(Collected data entries)
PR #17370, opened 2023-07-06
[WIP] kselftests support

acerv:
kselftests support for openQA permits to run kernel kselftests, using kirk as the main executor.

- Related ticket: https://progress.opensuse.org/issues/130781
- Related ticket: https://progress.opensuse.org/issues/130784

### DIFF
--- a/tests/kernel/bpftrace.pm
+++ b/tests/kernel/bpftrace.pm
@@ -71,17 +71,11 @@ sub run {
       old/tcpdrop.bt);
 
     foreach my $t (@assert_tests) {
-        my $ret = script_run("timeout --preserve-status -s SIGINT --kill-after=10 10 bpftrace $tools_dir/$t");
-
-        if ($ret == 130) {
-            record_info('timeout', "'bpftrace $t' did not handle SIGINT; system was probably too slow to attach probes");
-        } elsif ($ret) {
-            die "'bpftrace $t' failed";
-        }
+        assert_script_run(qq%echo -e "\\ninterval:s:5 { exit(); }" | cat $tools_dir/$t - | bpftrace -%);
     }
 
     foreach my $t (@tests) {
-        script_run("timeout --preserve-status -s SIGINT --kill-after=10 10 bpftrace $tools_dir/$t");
---
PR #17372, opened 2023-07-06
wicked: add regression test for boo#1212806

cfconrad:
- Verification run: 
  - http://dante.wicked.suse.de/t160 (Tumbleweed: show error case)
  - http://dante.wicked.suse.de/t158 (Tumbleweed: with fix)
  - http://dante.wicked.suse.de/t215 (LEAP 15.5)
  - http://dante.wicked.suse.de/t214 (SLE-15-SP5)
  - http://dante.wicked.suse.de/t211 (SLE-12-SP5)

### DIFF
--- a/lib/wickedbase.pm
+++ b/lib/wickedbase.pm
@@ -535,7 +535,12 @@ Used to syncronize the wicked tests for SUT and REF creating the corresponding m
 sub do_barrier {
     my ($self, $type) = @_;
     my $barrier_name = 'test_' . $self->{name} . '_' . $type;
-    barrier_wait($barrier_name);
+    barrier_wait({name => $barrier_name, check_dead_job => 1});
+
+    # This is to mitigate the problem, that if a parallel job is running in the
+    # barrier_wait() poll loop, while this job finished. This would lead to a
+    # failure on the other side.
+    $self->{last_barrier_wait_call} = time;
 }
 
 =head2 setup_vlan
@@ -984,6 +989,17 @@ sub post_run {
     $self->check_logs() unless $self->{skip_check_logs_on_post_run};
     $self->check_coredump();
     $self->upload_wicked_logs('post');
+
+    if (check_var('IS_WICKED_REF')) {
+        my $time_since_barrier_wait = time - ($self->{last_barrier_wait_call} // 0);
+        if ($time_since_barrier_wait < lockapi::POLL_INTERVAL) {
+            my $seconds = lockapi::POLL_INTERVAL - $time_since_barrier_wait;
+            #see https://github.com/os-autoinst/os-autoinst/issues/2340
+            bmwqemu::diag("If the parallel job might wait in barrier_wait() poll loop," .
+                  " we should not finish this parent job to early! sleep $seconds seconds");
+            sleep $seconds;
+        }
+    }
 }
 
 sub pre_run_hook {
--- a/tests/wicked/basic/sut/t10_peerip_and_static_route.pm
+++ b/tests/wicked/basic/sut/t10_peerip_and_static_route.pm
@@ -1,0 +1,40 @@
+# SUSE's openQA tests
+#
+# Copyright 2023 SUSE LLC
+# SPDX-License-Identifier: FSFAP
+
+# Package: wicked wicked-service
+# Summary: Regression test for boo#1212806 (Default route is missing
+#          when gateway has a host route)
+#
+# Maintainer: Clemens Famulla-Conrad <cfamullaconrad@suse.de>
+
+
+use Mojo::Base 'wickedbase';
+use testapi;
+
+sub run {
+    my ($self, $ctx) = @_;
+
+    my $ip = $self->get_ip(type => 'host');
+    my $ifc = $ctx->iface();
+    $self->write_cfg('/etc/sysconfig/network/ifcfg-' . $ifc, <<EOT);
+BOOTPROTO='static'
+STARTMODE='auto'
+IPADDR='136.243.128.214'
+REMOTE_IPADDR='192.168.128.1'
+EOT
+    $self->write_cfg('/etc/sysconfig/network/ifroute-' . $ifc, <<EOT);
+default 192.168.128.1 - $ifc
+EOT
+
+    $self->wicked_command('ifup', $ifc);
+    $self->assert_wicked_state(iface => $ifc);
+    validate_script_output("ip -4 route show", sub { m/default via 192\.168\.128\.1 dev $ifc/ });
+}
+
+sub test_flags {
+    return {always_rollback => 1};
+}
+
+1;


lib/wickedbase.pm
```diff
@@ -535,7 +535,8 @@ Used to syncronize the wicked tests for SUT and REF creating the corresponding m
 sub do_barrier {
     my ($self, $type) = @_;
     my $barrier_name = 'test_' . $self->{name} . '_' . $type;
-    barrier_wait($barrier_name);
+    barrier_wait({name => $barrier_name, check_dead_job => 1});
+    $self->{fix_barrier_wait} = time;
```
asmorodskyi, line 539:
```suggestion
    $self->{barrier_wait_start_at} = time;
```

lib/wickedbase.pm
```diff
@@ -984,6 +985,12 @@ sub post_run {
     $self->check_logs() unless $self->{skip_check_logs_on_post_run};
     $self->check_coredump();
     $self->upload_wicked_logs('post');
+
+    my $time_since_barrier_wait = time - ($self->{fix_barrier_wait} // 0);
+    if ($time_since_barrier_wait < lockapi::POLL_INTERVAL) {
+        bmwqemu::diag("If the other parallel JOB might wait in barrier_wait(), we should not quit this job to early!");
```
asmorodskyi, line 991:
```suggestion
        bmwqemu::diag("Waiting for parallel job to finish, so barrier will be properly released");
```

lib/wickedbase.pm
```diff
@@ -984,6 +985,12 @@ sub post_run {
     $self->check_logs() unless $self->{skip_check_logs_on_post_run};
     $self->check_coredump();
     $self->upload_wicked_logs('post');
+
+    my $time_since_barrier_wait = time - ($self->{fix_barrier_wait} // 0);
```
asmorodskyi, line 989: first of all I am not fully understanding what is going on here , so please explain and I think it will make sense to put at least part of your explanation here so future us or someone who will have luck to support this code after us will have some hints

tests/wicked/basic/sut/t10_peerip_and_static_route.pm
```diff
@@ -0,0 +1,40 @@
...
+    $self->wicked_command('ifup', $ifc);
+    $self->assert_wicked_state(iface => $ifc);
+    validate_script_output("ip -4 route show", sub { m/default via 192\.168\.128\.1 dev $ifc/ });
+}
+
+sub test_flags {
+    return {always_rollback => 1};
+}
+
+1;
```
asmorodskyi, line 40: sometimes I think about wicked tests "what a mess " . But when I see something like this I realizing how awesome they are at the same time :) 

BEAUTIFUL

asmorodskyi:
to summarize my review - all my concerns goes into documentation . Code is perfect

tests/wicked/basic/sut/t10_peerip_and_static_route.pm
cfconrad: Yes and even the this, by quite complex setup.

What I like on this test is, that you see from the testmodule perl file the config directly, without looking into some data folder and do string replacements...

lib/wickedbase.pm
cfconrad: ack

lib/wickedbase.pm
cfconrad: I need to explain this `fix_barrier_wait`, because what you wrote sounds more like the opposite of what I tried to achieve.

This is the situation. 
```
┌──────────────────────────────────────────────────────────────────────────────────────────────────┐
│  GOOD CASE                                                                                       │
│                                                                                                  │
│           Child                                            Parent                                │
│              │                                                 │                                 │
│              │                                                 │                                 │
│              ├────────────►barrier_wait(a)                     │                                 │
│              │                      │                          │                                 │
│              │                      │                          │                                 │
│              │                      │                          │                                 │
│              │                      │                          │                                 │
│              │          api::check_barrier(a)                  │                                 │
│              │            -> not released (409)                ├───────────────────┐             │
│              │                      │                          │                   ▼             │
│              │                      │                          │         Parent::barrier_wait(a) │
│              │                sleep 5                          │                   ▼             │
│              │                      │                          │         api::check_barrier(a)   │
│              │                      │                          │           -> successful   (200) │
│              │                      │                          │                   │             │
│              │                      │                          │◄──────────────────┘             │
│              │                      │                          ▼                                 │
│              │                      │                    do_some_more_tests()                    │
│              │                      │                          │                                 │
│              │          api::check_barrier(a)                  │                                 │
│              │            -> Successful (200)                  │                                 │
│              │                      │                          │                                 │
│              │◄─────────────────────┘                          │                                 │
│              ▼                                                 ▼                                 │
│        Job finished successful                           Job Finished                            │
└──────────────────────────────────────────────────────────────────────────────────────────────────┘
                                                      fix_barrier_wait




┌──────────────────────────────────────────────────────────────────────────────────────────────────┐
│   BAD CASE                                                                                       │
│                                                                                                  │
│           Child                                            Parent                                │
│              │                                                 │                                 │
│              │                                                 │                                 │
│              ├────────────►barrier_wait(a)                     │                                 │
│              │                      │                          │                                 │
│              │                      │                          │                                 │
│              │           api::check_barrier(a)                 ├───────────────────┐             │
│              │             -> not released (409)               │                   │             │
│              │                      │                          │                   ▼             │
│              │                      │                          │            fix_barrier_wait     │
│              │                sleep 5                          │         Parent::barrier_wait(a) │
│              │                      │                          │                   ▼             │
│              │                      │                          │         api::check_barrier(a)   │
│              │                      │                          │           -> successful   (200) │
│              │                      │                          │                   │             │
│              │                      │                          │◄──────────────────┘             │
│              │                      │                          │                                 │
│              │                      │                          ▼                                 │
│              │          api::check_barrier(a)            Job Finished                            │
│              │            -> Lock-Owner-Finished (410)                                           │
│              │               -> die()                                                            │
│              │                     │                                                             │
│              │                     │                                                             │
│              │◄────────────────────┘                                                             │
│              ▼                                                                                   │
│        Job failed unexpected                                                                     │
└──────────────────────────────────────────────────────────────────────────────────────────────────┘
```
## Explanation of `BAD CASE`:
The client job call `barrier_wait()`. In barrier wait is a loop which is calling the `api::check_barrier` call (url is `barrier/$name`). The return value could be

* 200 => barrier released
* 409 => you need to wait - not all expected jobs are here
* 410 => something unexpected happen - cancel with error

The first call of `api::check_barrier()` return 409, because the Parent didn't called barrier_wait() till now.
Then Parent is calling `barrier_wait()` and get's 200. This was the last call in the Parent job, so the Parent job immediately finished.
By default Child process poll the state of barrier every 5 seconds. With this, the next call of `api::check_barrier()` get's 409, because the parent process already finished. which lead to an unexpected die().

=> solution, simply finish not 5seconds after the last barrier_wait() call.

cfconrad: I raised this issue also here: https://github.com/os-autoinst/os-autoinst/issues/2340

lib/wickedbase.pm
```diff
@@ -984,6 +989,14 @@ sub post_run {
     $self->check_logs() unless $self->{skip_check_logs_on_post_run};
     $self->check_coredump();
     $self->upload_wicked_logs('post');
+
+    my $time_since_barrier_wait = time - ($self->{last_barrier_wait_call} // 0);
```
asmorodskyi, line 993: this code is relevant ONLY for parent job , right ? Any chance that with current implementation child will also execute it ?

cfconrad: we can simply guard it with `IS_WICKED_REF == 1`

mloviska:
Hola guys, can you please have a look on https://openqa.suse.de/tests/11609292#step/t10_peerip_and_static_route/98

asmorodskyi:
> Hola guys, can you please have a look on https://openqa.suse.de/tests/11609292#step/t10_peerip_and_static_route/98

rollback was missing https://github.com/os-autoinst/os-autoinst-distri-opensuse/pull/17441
* * *
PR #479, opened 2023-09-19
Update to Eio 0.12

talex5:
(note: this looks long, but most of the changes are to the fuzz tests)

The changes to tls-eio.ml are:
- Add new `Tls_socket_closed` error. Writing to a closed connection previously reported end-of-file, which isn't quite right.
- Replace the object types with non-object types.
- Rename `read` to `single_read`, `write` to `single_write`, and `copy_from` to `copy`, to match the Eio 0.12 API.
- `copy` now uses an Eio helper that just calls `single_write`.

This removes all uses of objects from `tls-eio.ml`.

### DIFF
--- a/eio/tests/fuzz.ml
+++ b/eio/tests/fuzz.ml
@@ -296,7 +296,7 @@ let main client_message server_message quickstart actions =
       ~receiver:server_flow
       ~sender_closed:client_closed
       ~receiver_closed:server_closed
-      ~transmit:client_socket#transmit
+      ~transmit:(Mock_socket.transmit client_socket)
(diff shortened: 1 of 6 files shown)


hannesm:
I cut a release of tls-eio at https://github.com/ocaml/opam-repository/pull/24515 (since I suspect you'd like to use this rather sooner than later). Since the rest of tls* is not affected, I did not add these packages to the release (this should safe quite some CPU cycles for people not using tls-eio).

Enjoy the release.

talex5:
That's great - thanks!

* [Requirement]: Tell how many lines in the data above hold "progress". Nothing but the number.

* [Answer to this exercise]: 2